# THE TASK
In your answer, repeat each line of the data exactly.

# DATA UNDER STUDY
# # # # #

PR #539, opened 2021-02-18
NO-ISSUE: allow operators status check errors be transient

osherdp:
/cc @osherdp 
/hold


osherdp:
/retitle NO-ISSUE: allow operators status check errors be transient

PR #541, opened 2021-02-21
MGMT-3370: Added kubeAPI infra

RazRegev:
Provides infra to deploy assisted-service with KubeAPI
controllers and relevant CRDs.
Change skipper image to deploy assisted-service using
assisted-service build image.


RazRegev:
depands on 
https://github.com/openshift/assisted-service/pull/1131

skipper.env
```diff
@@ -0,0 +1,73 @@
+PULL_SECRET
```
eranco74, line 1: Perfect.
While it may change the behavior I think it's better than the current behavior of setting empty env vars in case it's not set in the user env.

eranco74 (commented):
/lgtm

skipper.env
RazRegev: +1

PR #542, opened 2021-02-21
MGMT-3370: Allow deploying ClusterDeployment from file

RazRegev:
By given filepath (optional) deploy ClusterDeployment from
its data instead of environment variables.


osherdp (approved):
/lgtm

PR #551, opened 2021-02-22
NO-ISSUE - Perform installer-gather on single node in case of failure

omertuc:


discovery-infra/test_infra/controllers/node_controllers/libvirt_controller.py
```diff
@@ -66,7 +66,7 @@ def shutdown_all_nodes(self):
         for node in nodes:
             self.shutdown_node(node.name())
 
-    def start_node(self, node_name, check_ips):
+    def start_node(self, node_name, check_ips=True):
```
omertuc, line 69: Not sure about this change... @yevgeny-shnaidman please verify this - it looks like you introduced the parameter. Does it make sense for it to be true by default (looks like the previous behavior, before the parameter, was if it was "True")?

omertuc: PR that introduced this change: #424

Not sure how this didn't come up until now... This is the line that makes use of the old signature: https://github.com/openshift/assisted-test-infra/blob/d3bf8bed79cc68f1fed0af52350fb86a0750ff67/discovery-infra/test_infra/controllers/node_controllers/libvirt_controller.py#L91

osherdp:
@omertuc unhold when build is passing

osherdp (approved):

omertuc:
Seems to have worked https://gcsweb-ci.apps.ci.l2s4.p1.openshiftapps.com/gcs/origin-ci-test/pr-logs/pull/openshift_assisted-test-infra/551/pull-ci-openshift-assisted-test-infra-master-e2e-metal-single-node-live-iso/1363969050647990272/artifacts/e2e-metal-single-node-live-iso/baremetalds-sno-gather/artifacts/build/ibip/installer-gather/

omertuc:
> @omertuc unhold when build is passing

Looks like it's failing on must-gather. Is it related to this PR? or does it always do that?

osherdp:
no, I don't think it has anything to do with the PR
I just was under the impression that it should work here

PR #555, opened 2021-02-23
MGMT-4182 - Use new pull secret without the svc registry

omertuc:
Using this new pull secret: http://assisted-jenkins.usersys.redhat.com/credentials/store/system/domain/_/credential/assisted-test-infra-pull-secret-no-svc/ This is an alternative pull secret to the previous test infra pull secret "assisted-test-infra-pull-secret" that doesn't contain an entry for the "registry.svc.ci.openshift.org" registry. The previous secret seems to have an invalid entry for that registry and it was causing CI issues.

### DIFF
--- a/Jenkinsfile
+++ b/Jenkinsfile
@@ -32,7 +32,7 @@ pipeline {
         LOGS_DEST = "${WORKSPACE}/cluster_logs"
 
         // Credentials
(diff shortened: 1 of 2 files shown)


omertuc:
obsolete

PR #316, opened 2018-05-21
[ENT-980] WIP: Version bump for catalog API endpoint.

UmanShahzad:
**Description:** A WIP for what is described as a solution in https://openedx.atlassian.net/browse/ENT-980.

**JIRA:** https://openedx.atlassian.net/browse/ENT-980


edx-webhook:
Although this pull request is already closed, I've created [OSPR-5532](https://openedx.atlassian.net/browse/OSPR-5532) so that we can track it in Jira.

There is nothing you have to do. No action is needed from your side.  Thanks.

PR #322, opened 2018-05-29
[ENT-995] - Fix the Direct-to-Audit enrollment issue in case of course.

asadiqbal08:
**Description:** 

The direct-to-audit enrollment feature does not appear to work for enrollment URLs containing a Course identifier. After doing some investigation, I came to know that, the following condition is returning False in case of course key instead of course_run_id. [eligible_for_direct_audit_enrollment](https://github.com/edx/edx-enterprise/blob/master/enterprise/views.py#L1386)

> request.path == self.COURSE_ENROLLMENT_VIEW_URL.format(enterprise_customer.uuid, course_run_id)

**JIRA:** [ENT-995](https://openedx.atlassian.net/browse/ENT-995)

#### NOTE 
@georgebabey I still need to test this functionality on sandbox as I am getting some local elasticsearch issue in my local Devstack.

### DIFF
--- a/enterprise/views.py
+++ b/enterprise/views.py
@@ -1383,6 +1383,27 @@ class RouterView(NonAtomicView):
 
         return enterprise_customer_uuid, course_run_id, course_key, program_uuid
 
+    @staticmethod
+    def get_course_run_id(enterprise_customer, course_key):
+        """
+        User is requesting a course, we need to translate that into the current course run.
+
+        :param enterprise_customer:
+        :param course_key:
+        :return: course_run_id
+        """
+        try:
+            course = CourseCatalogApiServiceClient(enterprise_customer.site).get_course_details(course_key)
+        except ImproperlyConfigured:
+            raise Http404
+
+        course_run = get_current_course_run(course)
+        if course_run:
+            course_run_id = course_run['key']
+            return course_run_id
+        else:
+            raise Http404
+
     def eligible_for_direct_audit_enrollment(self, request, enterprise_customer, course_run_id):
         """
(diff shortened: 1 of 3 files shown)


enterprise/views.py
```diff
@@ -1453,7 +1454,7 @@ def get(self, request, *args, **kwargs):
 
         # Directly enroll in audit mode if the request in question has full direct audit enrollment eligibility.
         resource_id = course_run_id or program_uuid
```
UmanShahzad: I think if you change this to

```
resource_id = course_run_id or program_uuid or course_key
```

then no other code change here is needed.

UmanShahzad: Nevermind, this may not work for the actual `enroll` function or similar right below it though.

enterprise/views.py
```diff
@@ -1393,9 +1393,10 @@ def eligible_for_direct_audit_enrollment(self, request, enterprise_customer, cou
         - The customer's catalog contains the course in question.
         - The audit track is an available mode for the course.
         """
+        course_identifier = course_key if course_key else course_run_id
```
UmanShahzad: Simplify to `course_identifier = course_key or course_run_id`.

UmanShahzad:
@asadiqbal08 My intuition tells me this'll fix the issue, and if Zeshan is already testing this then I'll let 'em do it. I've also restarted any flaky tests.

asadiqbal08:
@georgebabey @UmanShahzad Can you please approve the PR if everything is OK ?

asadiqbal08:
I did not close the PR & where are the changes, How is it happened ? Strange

# # # # #

# REPLY TO THE TASK
PR #539, opened 2021-02-18
NO-ISSUE: allow operators status check errors be transient

osherdp:
/cc @osherdp 
/hold


osherdp:
/retitle NO-ISSUE: allow operators status check errors be transient

PR #541, opened 2021-02-21
MGMT-3370: Added kubeAPI infra

RazRegev:
Provides infra to deploy assisted-service with KubeAPI
controllers and relevant CRDs.
Change skipper image to deploy assisted-service using
assisted-service build image.


RazRegev:
depands on 
https://github.com/openshift/assisted-service/pull/1131

skipper.env
```diff
@@ -0,0 +1,73 @@
+PULL_SECRET
```
eranco74, line 1: Perfect.
While it may change the behavior I think it's better than the current behavior of setting empty env vars in case it's not set in the user env.

eranco74 (commented):
/lgtm

skipper.env
RazRegev: +1

PR #542, opened 2021-02-21
MGMT-3370: Allow deploying ClusterDeployment from file

RazRegev:
By given filepath (optional) deploy ClusterDeployment from
its data instead of environment variables.


osherdp (approved):
/lgtm

PR #551, opened 2021-02-22
NO-ISSUE - Perform installer-gather on single node in case of failure

omertuc:


discovery-infra/test_infra/controllers/node_controllers/libvirt_controller.py
```diff
@@ -66,7 +66,7 @@ def shutdown_all_nodes(self):
         for node in nodes:
             self.shutdown_node(node.name())
 
-    def start_node(self, node_name, check_ips):
+    def start_node(self, node_name, check_ips=True):
```
omertuc, line 69: Not sure about this change... @yevgeny-shnaidman please verify this - it looks like you introduced the parameter. Does it make sense for it to be true by default (looks like the previous behavior, before the parameter, was if it was "True")?

omertuc: PR that introduced this change: #424

Not sure how this didn't come up until now... This is the line that makes use of the old signature: https://github.com/openshift/assisted-test-infra/blob/d3bf8bed79cc68f1fed0af52350fb86a0750ff67/discovery-infra/test_infra/controllers/node_controllers/libvirt_controller.py#L91

osherdp:
@omertuc unhold when build is passing

osherdp (approved):

omertuc:
Seems to have worked https://gcsweb-ci.apps.ci.l2s4.p1.openshiftapps.com/gcs/origin-ci-test/pr-logs/pull/openshift_assisted-test-infra/551/pull-ci-openshift-assisted-test-infra-master-e2e-metal-single-node-live-iso/1363969050647990272/artifacts/e2e-metal-single-node-live-iso/baremetalds-sno-gather/artifacts/build/ibip/installer-gather/

omertuc:
> @omertuc unhold when build is passing

Looks like it's failing on must-gather. Is it related to this PR? or does it always do that?

osherdp:
no, I don't think it has anything to do with the PR
I just was under the impression that it should work here

PR #555, opened 2021-02-23
MGMT-4182 - Use new pull secret without the svc registry

omertuc:
Using this new pull secret: http://assisted-jenkins.usersys.redhat.com/credentials/store/system/domain/_/credential/assisted-test-infra-pull-secret-no-svc/ This is an alternative pull secret to the previous test infra pull secret "assisted-test-infra-pull-secret" that doesn't contain an entry for the "registry.svc.ci.openshift.org" registry. The previous secret seems to have an invalid entry for that registry and it was causing CI issues.

### DIFF
--- a/Jenkinsfile
+++ b/Jenkinsfile
@@ -32,7 +32,7 @@ pipeline {
         LOGS_DEST = "${WORKSPACE}/cluster_logs"
 
         // Credentials
(diff shortened: 1 of 2 files shown)


omertuc:
obsolete

PR #316, opened 2018-05-21
[ENT-980] WIP: Version bump for catalog API endpoint.

UmanShahzad:
**Description:** A WIP for what is described as a solution in https://openedx.atlassian.net/browse/ENT-980.

**JIRA:** https://openedx.atlassian.net/browse/ENT-980


edx-webhook:
Although this pull request is already closed, I've created [OSPR-5532](https://openedx.atlassian.net/browse/OSPR-5532) so that we can track it in Jira.

There is nothing you have to do. No action is needed from your side.  Thanks.

PR #322, opened 2018-05-29
[ENT-995] - Fix the Direct-to-Audit enrollment issue in case of course.

asadiqbal08:
**Description:** 

The direct-to-audit enrollment feature does not appear to work for enrollment URLs containing a Course identifier. After doing some investigation, I came to know that, the following condition is returning False in case of course key instead of course_run_id. [eligible_for_direct_audit_enrollment](https://github.com/edx/edx-enterprise/blob/master/enterprise/views.py#L1386)

> request.path == self.COURSE_ENROLLMENT_VIEW_URL.format(enterprise_customer.uuid, course_run_id)

**JIRA:** [ENT-995](https://openedx.atlassian.net/browse/ENT-995)

#### NOTE 
@georgebabey I still need to test this functionality on sandbox as I am getting some local elasticsearch issue in my local Devstack.

### DIFF
--- a/enterprise/views.py
+++ b/enterprise/views.py
@@ -1383,6 +1383,27 @@ class RouterView(NonAtomicView):
 
         return enterprise_customer_uuid, course_run_id, course_key, program_uuid
 
+    @staticmethod
+    def get_course_run_id(enterprise_customer, course_key):
+        """
+        User is requesting a course, we need to translate that into the current course run.
+
+        :param enterprise_customer:
+        :param course_key:
+        :return: course_run_id
+        """
+        try:
+            course = CourseCatalogApiServiceClient(enterprise_customer.site).get_course_details(course_key)
+        except ImproperlyConfigured:
+            raise Http404
+
+        course_run = get_current_course_run(course)
+        if course_run:
+            course_run_id = course_run['key']
+            return course_run_id
+        else:
+            raise Http404
+
     def eligible_for_direct_audit_enrollment(self, request, enterprise_customer, course_run_id):
         """
(diff shortened: 1 of 3 files shown)


enterprise/views.py
```diff
@@ -1453,7 +1454,7 @@ def get(self, request, *args, **kwargs):
 
         # Directly enroll in audit mode if the request in question has full direct audit enrollment eligibility.
         resource_id = course_run_id or program_uuid
```
UmanShahzad: I think if you change this to

```
resource_id = course_run_id or program_uuid or course_key
```

then no other code change here is needed.

UmanShahzad: Nevermind, this may not work for the actual `enroll` function or similar right below it though.

enterprise/views.py
```diff
@@ -1393,9 +1393,10 @@ def eligible_for_direct_audit_enrollment(self, request, enterprise_customer, cou
         - The customer's catalog contains the course in question.
         - The audit track is an available mode for the course.
         """
+        course_identifier = course_key if course_key else course_run_id
```
UmanShahzad: Simplify to `course_identifier = course_key or course_run_id`.

UmanShahzad:
@asadiqbal08 My intuition tells me this'll fix the issue, and if Zeshan is already testing this then I'll let 'em do it. I've also restarted any flaky tests.

asadiqbal08:
@georgebabey @UmanShahzad Can you please approve the PR if everything is OK ?

asadiqbal08:
I did not close the PR & where are the changes, How is it happened ? Strange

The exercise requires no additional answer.